Can you provide an example of a recent laboratory technique change? How did it impact your lesson plans and the overall field of forensic science?
In the past few years there have been advances in using messenger RNA (mRNA) to help to determine the age of biological stains. This is important in the field of forensics in helping to confirm or discredit a timeline of a crime. For example, if a laboratory is able to identify the time a semen stain was left, this could help to either convict or exonerate a person of interest. In regards to teaching, I try to incorporate the new information into both the lesson and the discussion board; it is always helpful if we have students actively using or working with the new techniques to share their experiences with the class via the discussion board.
You’re a woman with an accomplished background in multiple scientific disciplines. What can be done to enhance interest in the STEM fields (specifically forensic science) for the next generation of women?
As an instructor and a mother to a young girl, I feel very strongly that girls need to be encouraged to explore all areas of science, starting at a young age. For the past five years I have been active in our local elementary school as an instructor for the Science Olympiad, which gives young children the opportunity to learn how to solve basic science problems under the guidance of teachers and scientists. By encouraging girls to participate in science activities such as this, we can hopefully spark the interest of young girls to explore the sciences.
Science Olympiad sounds like an interesting program. Was there a recent project you instructed that had a profound impact on the children?
One of the events in the Science Olympiad that is a favorite is pasta bridges. This is geared toward children in grades 3-5. They must work together as a team to construct a bridge using six pieces of spaghetti pasta (dry) while anchoring it to two wooden bases with clay. They then place a small plastic cup on the bridge and see how many pennies the cup could hold. The kids had a lot of fun working together and learning what worked and what was not a success. The activity gave them the opportunity to hypothesize ahead of time what methods might be more effective and why. In regards to science, the simple act of hypothesizing, trial and error, teamwork and fun are all important aspects I feel they should experience. If science is fun they will keep coming back for more. The winning pasta bridge held over 200 pennies!

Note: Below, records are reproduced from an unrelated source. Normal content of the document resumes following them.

PR #219, opened 2024-06-18
tweaking code climate test limits

kbrock:
Possible Values can be found:
  https://docs.codeclimate.com/docs/default-analysis-configuration

A few limits I feel are off.
But this is here to start a conversation about what we want to modify.

- Drop `method-lines` and `file-lines` -- These issues would trigger a complexity issue.
- Drop `method-count` -- It does show complexity, so this is up to you all.
- Increase `complexity-logic` from 5 to 10.

For this repo, we have the following issues:

- `Workflow#initialize` complexity 17 > 5
- `Workflow#wait` complexity 34 > 5, ~~lines 45 > 25~~
- `Docker#wait` complexity 29 > 5, ~~lines 29 > 25~~
- `Kubernetes` methods 24 > 20, ~~lines 256 > 250~~
- `Kubernetes#initialize` complexity 13 > 5
- `Kubernetes#wait` complexity 21 > 5, ~~lines 36 > 25~~
- `Kubernetes#pod_spec` lines 40 > 25
- ~~`Kubernetes#cubeclient` complexity 9 > 5~~
- ~~`Context` methods 24 > 20~~
- `Context#initialize` complexity 14 > 5
- `Podman#global_docker_options` complexity 13 > 5
- ~~`Data#true?` lines 36 > 25~~
- ~~`ContainerRunner#resolve_cli_options!` complexity 7 > 5~~
- ~~`Task#initialize` complexity 7 > 5~~
- ~~`Task#parse_output` complexity 6 > 5~~
- ~~`State#wait` complexity 6 > 5~~

Striked out entries would go away.

### DIFF
--- a/.codeclimate.yml
+++ b/.codeclimate.yml
@@ -14,3 +14,13 @@ plugins:
     config: ".rubocop_cc.yml"
     channel: rubocop-1-56-3
 version: '2'
+checks:
+  complexity-logic:
+    config:
+      threshold: 10
+  method-count:
+    enabled: false
+  method-lines:
+    enabled: false
+  file-lines:
+    enabled: false


Fryguy:
I would think any changes here should really live in manageiq-style, unless you think they are floe-specific?

Fryguy:
@kbrock This morning in triage when looking at this we noticed that the manageiq-style .codeclimate.yml was never even installed.  @agrare opened a PR for that in https://github.com/ManageIQ/floe/pull/224.  I agree with tweaking the numbers, but think a) we should see if the manageiq-style .codeclimate.yml is sufficient and if not then I think it should be done over in manageiq-style if that makes sense globally.

kbrock:
Thanks.
Yes, lets use the default.

kbrock:
@Fryguy so I'm not seeing how these tests would apply here.

Can we add another download section that holds codeclimate specific values?

Fryguy:
> @Fryguy so I'm not seeing any parameters that are code climate related.

The parameters come from the rubocop definitions instead, I believe. So, for example, cyclomatic complexity is 11 here: https://github.com/ManageIQ/manageiq-style/blob/master/styles/cc_base.yml#L38.  I thought those values "overrode" the ones that are defaulted on code climate, but I could be wrong.

kbrock:
Yes, I see that cyclomatic complexity has been introduced. Think it was not running at all before.

The file limits (code climate) are still being enforced (you can see that this PR resolves a number of code climate issues - suggesting that those values are just for the https://ruby.sadi.st/Heckle.html tools, and max code length are for other code tools.

kbrock:
good enough for now

PR #220, opened 2024-06-18
Move the guts of the CLI into a class for easier testing

### LINKED ISSUE #218: [DEV] Improve performance of exe/floe specs
Overview
========

The `exe/floe` tests take 3 seconds while the rest of the suite takes 0.8s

What advice would you give a prospective student considering an online graduate education?
The best advice I can give is to make sure that the degree you are pursuing is of great interest to you; students learn best and are most successful when they are learning about a subject they truly are excited about. Also, it is imperative to make sure that you have ample time to set aside for your studies; it is a misconception that online learning is easier. In fact, I would say that it is more difficult in that it takes a tremendous amount of self-discipline to study and research on your own.
What advice would you give to current online students balancing their work, social and educational responsibilities?
When I was working full-time and completing my MS degree, it worked best for me when I had a plan in regards to studying and completing the work each week. Obviously, sometimes life would get the better of me, and my plans would fall apart a bit. Just don’t let a small setback overwhelm you; email your TA or instructor for advice or help if you are having trouble understanding a concept or assignment or need an extension due to extenuating circumstances. Try to keep the balance of work and school the best that you can, but don’t be afraid to reach out to us if things get tough! We are here to help.